== REQUIREMENT ==
Show each line of the data below that has the string "call" in it.

== INFORMATION SHOWN ==
:::

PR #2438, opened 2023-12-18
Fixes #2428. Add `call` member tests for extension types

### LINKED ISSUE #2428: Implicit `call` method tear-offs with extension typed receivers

:::

== RESPONSE BOX ==
Fixes #2428. Add `call` member tests for extension types
### LINKED ISSUE #2428: Implicit `call` method tear-offs with extension typed receivers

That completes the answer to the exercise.